Raikkonen Jr might need a little more focus, though.

“Some days we do more laps than others,” said his dad. “But it’s like that with kids you know, one day they like to do one thing and the next day another.”

Daniil Kvyat AlphaTauri F1 2020

Kvyat is a good neighbour (for an amateur heavy metal guitarist)

While Pierre Gasly has been working towards qualifying for a boat licence and “improving my tennis game”, his AlphaTauri team-mate Daniil Kvyat’s focuses included an unsubtle pastime.

“I had more time to practice on the guitar – both acoustic and electric,” he explained.

“It’s my hobby, I was able to really dedicate to it. Especially when the lockdown was very severe, when I was mainly home for many days straight, then I was able to play guitar a lot.

“Then once the lockdown was off a bit I was able to do quite a lot more boxing training because I’m also a big fan of the sport and I like it so I was able to make some progress there.”

Kvyat clarified that his guitar speciality was “heavy metal” – and that he was aware this might be considered anti-social in some neighbourhoods, so he took precautions.

“I called my neighbours and said ‘guys, I have an electric guitar at home and if it annoys you, just let me know’ and they said this was OK,” he said.

“I never played it after 10pm or 11pm…”

Kevin Magnussen Haas F1 2020 Austria

Magnussen discovers a building talent

“In many ways, it’s been good to have this time, completely forced into doing nothing,” reflected Haas’s Kevin Magnussen.

“Usually, I would stress around. I’m not a person who usually enjoys doing nothing.

“I always tend to find things to do and I always feel like I have to do something, otherwise I feel bored and lazy.

“So it’s been interesting to see what you actually find interesting when you’re forced into not doing anything.”
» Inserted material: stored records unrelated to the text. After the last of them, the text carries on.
PR #14767, opened 2024-11-01
Fix building count off-by-one error

griccardos:
When building a project, the count of the current `Building` item is always one less than it should be.
'Building' implies the current item being built.
One would expect the **last** item being built to be for example 330/330 and NOT 329/330

This is because we are currently calculating the `finished / total`
Instead we should be calculating `current / total`
The current will always be 1 more than the finished up until the last item.

### Before
note `20/21`

cargo_old1

### After
note `21/21`

cargo_new1

### DIFF
--- a/src/cargo/core/compiler/job_queue/mod.rs
+++ b/src/cargo/core/compiler/job_queue/mod.rs
@@ -887,7 +887,7 @@ impl<'gctx> DrainState<'gctx> {
             .map(|u| self.name_for_progress(u))
             .collect::<Vec<_>>();
         let _ = self.progress.tick_now(
-            self.finished,
+            self.finished + 1,
             self.total_units,
             &format!(": {}", active_names.join(", ")),
         );


epage:
There are multiple ways to read it.  The way I read it and I think its intended to be read is "We are building, here is how much is done".  It sounds like you are reading it as "We building number N".  However, thats not quite accurate because we build things in parallel.  Its not "We are building 1-N" because that includes finished items.

As I believe this is working as intended, I'm going to go ahead and close.  If you have a reason to further discuss this, we encourage having these discussions in Issues before working on PRs, see https://doc.crates.io/contrib/process/working-on-cargo.html#before-hacking-on-cargo

griccardos:
Thanks @epage for reviewing, I appreciate the work you do. 
I see how you read it, although for me, and I assume many others, it says 'Building', so I take it literally, that the item it says it's building should include the current item. This generally doesn't matter except for the last item which I want to know is being built, but it never is because it never gets to N/N, although it's obvious by the name of the package being there at the end. 
Since this is merely cosmetic, I don't think you need waste more time on it, and I'll try read it differently.

PR #14777, opened 2024-11-03
Enable transfer feature in triagebot

Urgau:
This PR enables the `transfer` feature from triagebot, it permits issue transfers within the org.

Documentation at: https://forge.rust-lang.org/triagebot/transfer.html

It would have been useful in https://github.com/rust-lang/rust/issues/132572#issuecomment-2453566084

r? @ehuss

### DIFF
--- a/triagebot.toml
+++ b/triagebot.toml
@@ -26,6 +26,8 @@ label = "O-windows"
 
 [shortcut]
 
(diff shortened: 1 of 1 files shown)


ehuss:
Thanks!

@bors r+

PR #14781, opened 2024-11-04
test: Update some emaining unordered tests to snapbox

epage:

This is part of #14039

This leaves `global_cache_tracker.rs` as it requires some more thinking.

As for the flakiness in `freshness.rs`  that was seen in #14161, `compare.rs` would prioritize expected lines according to their length (assuming its more specific).  Currently, snapbox prioritizes according to the line order.  So we just need to put the proc-macro line before the other one to ensure it gets precedence.


weihanglo (approved):

weihanglo:
Thanks!

@bors r+

PR #14785, opened 2024-11-05
test(gc): Update remaining unordered tests to snapbox

epage:

This gets rid of the last unordered tests and removes the functions from `cargo-test-support` as part of #14039

Some tests are being less specific than they were before but in talking to ehuss, it sounded like that was ok.


ehuss:
Thanks!

@bors r+

PR #11359, opened 2022-11-10
Add `home` crate to cargo crates

LucioFranco:
### What does this PR try to resolve?

The `home` crate is the crate used by both `rustup` and `cargo` to define their home directories. The crate is quite small but plays an important role in gluing rust tooling together. This PR adds this crate the `crates` folder within cargo to allow the cargo team and the rust project to maintain this small crate.

### Additional information

I've also added both `rust-lang-owners` and `ehuss` as owners of the crate. Once, merged I will archive the old repo. 

Reference zulip conversation: https://rust-lang.zulipchat.com/#narrow/stream/246057-t-cargo/topic/Moving.20the.20home.20crate.20into.20rust-lang.20and.20under.20cargo/near/299975263

cc @weihanglo @ehuss

PR #14786, opened 2024-11-05
Migrate build-rs to the Cargo repo

### LINKED ISSUE #12432: Official API for build scripts

epage:

Fixes #12432

This pulls in https://github.com/cad97/build-rs at eb389d1104dae2dc2eb4eafa9d6e821a7dcb45a7 with the following changes:
- `Cargo.toml` metadata
- Removal of `.github`, `.gitignore`, `Cargo.lock`

We'll need to integrate `test-lib` into our processes but that seemed more invasive, so I wanted to leave that for a future PR.

### Additional information

Infra changes are being coordinated in https://rust-lang.zulipchat.com/#narrow/channel/242791-t-infra/topic/Transfering.20.60build-rs.60.20crate.20to.20rust-lang/near/480779960

Context: per [Cargo's charter](https://doc.crates.io/contrib/team.html#decision-process), we approved this transfer in an [FCP](https://github.com/rust-lang/cargo/issues/12432#issuecomment-2389528102).

### DIFF
--- a/crates/build-rs/Cargo.toml
+++ b/crates/build-rs/Cargo.toml
@@ -1,0 +1,14 @@
+[package]
+name = "build-rs"
+version = "0.2.0"
+edition = "2021"
+rust-version = "1.76"
+publish = false
+
+[dependencies]
+unicode-ident = "1.0.13"
+
+[features]
+
+## Experimental API. This feature flag is **NOT** semver stable.
+unstable = []
--- a/crates/build-rs/Cargo.toml
+++ b/crates/build-rs/Cargo.toml
@@ -1,14 +1,16 @@
 [package]
 name = "build-rs"
 version = "0.2.0"
-edition = "2021"
-rust-version = "1.76"
-publish = false
-
-[dependencies]
-unicode-ident = "1.0.13"
+rust-version.workspace = true
+edition.workspace = true
+license.workspace = true
+homepage.workspace = true
+repository.workspace = true
+description = "API for writing Cargo `build.rs` files"
 
 [features]
-
 ## Experimental API. This feature flag is **NOT** semver stable.
 unstable = []
+
+[dependencies]
+unicode-ident.workspace = true
--- a/crates/build-rs/README.md
+++ b/crates/build-rs/README.md
@@ -1,0 +1,2 @@
+> This crate is maintained by the Cargo team for use by the wider
+> ecosystem. This crate follows semver compatibility for its APIs.
--- a/crates/build-rs/src/output.rs
+++ b/crates/build-rs/src/output.rs
@@ -1,0 +1,408 @@
+//! Outputs from the build script to the build system.
+//!
+//! This crate assumes that stdout is at a new line whenever an output directive
+//! is called. Printing to stdout without a terminating newline (i.e. not using
+//! [`println!`]) may lead to surprising behavior.
+//!
+//! Reference: <https://doc.rust-lang.org/cargo/reference/build-scripts.html#outputs-of-the-build-script>
+
+use crate::{
+    allow_use,
+    ident::{is_ascii_ident, is_ident},
+};
+use std::{ffi::OsStr, fmt::Display, fmt::Write, path::Path, str};
+
+fn emit(directive: &str, value: impl Display) {
+    if allow_use::double_colon_directives() {
+        println!("cargo::{}={}", directive, value);
+    } else {
+        println!("cargo:{}={}", directive, value);
+    }
+}
+
+/// The `rerun-if-changed` instruction tells Cargo to re-run the build script if the
+/// file at the given path has changed. Currently, Cargo only uses the filesystem
+/// last-modified “mtime” timestamp to determine if the file has changed. It
+/// compares against an internal cached timestamp of when the build script last ran.
+///
+/// If the path points to a directory, it will scan the entire directory for any
+/// modifications.
+///
+/// If the build script inherently does not need to re-run under any circumstance,
+/// then calling `rerun_if_changed("build.rs")` is a simple way to prevent it from
+/// being re-run (otherwise, the default if no `rerun-if` instructions are emitted
+/// is to scan the entire package directory for changes). Cargo automatically
+/// handles whether or not the script itself needs to be recompiled, and of course
+/// the script will be re-run after it has been recompiled. Otherwise, specifying
+/// `build.rs` is redundant and unnecessary.
+#[track_caller]
+pub fn rerun_if_changed(path: impl AsRef<Path>) {
+    let Some(path) = path.as_ref().to_str() else {
+        panic!("cannot emit rerun-if-changed: path is not UTF-8");
+    };
+    if path.contains('\n') {
+        panic!("cannot emit rerun-if-changed: path contains newline");
+    }
+    emit("rerun-if-changed", path);
+}
+
+/// The `rerun-if-env-changed` instruction tells Cargo to re-run the build script
+/// if the value of an environment variable of the given name has changed.
+///
+/// Note that the environment variables here are intended for global environment
+/// variables like `CC` and such, it is not possible to use this for environment
+/// variables like `TARGET` that [Cargo sets for build scripts][build-env]. The
+/// environment variables in use are those received by cargo invocations, not
+/// those received by the executable of the build script.
+///
+/// [build-env]: https://doc.rust-lang.org/cargo/reference/environment-variables.html#environment-variables-cargo-sets-for-build-scripts
+#[track_caller]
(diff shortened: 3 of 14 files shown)


crates/build-rs/Cargo.toml
weihanglo, line 1: https://github.com/rust-lang/cargo/pull/11359#issuecomment-1310921393

should we import the full history of that repo, like what we did for `home` crate?

crates/build-rs/Cargo.toml
```diff
@@ -0,0 +1,15 @@
+[package]
+name = "build-rs"
+version = "0.2.0"
+rust-version.workspace = true
```
weihanglo, line 4: Just want to call out that this MSRV seems way too high for this crate.
We may want to lower this in the future.

crates/build-rs/Cargo.toml
CAD97: I rewrote basically everything on the main branch from v0.1 anyway, so it doesn't particularly matter to me either way.

CAD97:
FYI I didn't see this had been created already and ~~finally~~ [added some cleanup and items I had missed in the v0.2 refactor](https://github.com/CAD97/build-rs/commit/7010eb5e6ec9923877dae6c521472b0cb43ea739) that will want to be pulled into this as well.

build-rs-test-lib is just a package that hosts a buildscript that can smoke test invoking the API in a build script context; I don't *think* it should need anything special.

The changes from v0.1 to  v0.2 are a simplification of implementation, removal of the glob reexports, and basic integration of how the crate can do whatever version smoothing is considered desirable.

crates/build-rs/Cargo.toml
epage, line 1: Need to re-sync with the build-rs repo before we merge

crates/build-rs/src/output.rs
```diff
@@ -0,0 +1,408 @@
...
+/// This form is for keys without an expected value, such as `cfg(name)`.
+///
+/// It is recommended to group the `rustc_check_cfg` and `rustc_cfg` calls as
+/// closely as possible in order to avoid typos, missing check_cfg, stale cfgs,
+/// and other mistakes.
+///
+/// [`unexpected_cfgs`]: https://doc.rust-lang.org/rustc/lints/listing/warn-by-default.html#unexpected-cfgs
+#[doc = msrv!("1.80")]
+#[track_caller]
+pub fn rustc_check_cfgs(keys: &[&str]) {
```
CAD97, line 291: `rustc-check-cfg` is the most "interesting" API to translate, and I'm the least happy with the way it's exposed here. 

The split between `rustc_cfg` and `rustc_cfg_value` isn't *great*, but it's at least straightforward to translate optional arguments to multiple function names. 

I'm like 20% tempted to expose this as a macro so that the directive syntax for 1+ keys and 0+ values can be directly replicated here. But it's been an explicit goal for this bridge to expose *simple*, straightforward API, and macro tricks are anything but. 

Sketch, without the necessary macro trickery:

```rust
macro_rules! rustc_check_cfg {
    ($($key:expr),+) => { rustc_check_cfg(&[$($key),+]) };
    ($($key:expr),+, values()) => { rustc_check_cfg_value(&[$($key),+], &[]) };
    ($($key:expr),+, values(none())) => { rustc_check_cfg(&[$($key),+]) };
    ($($key:expr),+, values(any())) => { rustc_check_cfg_any(&[$($key),+]) };
    ($($key:expr),+, values($($value:expr),*)) => { rustc_check_cfg_value(&[$($key),+], &[$($value),*) };
}
```

Other options: 
- Trait for accepting `&str` or `&[&str]`. Still a bespoke API generalization that makes for worse type errors/inference.
- Builder style API. Requires either `.emit()` or printing on drop.

crates/build-rs/src/output.rs
```diff
@@ -0,0 +1,408 @@
...
+/// [cargo-env]: https://doc.rust-lang.org/cargo/reference/environment-variables.html#environment-variables-cargo-sets-for-crates
+#[track_caller]
+pub fn rustc_env(key: &str, value: &str) {
+    if key.contains(['=', '\n']) {
+        panic!("cannot emit rustc-env: invalid key {key:?}");
+    }
+    if value.contains('\n') {
+        panic!("cannot emit rustc-env: invalid value {value:?}");
+    }
+    emit("rustc-env", format_args!("{key}={value}"));
```
CAD97, line 361: Need to check/test that the various directives apply quoting/escaping correctly

CAD97 (approved):
One relevant comment on API stability of the API for unstable cfg directives, and the rest is mostly just me boggling at code I wrote weirdly while transcribing my understanding of the buildscript protocol into code, and don't need to be addressed here.

Plus my explicit public :+1: to making build-rs an officially produced cargo artifact.

crates/build-rs/src/output.rs
```diff
@@ -0,0 +1,408 @@
...
+#[track_caller]
+pub fn rustc_cfg(key: &str) {
+    if !is_ident(key) {
+        panic!("cannot emit rustc-cfg: invalid key {key:?}");
+    }
+    emit("rustc-cfg", key);
+}
+
+/// Like [`rustc_cfg`], but with the value specified separately. To replace the
+/// less convenient `rustc_cfg(r#"my_component="foo""#)`, you can instead use
```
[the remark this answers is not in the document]
epage: While code feedback is good, we should probably decouple it from this PR and handle it in follow ups.

crates/build-rs/src/output.rs
```diff
@@ -0,0 +1,408 @@
...
+/// like `rustc_cfg(r#"my_component="foo""#)`. The key should be a Rust identifier,
+/// the value should be a string.
+///
+/// [cfg]: https://doc.rust-lang.org/rustc/command-line-arguments.html#option-cfg
+/// [Cargo features]: https://doc.rust-lang.org/cargo/reference/features.html
+#[track_caller]
+pub fn rustc_cfg(key: &str) {
+    if !is_ident(key) {
+        panic!("cannot emit rustc-cfg: invalid key {key:?}");
+    }
```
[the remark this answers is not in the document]
epage: While code feedback is good, we should probably decouple it from this PR and handle it in follow ups.

crates/build-rs/src/output.rs
epage: While code feedback is good, we should probably decouple it from this PR and handle it in follow ups.

crates/build-rs/src/output.rs
epage: While code feedback is good, we should probably decouple it from this PR and handle it in follow ups.

crates/build-rs/README.md
```diff
@@ -0,0 +1,2 @@
+> This crate is maintained by the Cargo team for use by the wider
+> ecosystem. This crate follows semver compatibility for its APIs.
```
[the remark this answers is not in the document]
epage: My assumption is that its fine as that feature is documented as unstable.   I'm not even sure why that line is encouraged in the policy.  Pretty much every lib is assumed to follow semver.

weihanglo (approved):
Looks good to me. Some areas may need to polish, but as Ed said we should defer them to separate PRs.

weihanglo:
Since the FCP was completed. Going to merge this now.

@bors r+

And what he found interesting turned to be constructing a child’s playhouse.

“I built a playhouse for my niece in the summerhouse that my wife’s family has in Denmark,” he said.

“That was in the first few weeks and I just had two weeks of building this thing.

“When would I ever have time to spend two weeks on a playhouse?

“That was interesting and fun.”

Sergio Perez Racing Point F1 2020

Life beyond racing is ‘beautiful’

Drivers finding time to appreciate aspects of life the pace of their careers has forced them to neglect has been a theme throughout the lockdown months, but few have summarised that experience quite as profoundly as Sergio Perez did on Thursday.

“To be totally honest, the lockdown has been amazing for me because I’ve been able to spend so much time with my family,” he said.

“We live in such a routine that we go into a country, we leave and then we are racing to get to the next country, so we are most of the time in the airports or the hotels, or on flights.

“And this is the life that I’ve had since basically I was six years old, always racing, always thinking about the next race.

“And now to be able to just calm down a bit, relax, live a bit more of a kind of a normal life was great.

“I was able to spend so much time with my kids, with the family.

“It made me think a lot that there is such a beautiful life out of the sport as well.

“We are all focused on this one but there is also a great life out of the sport too.

“So in that regard I enjoyed it a lot.”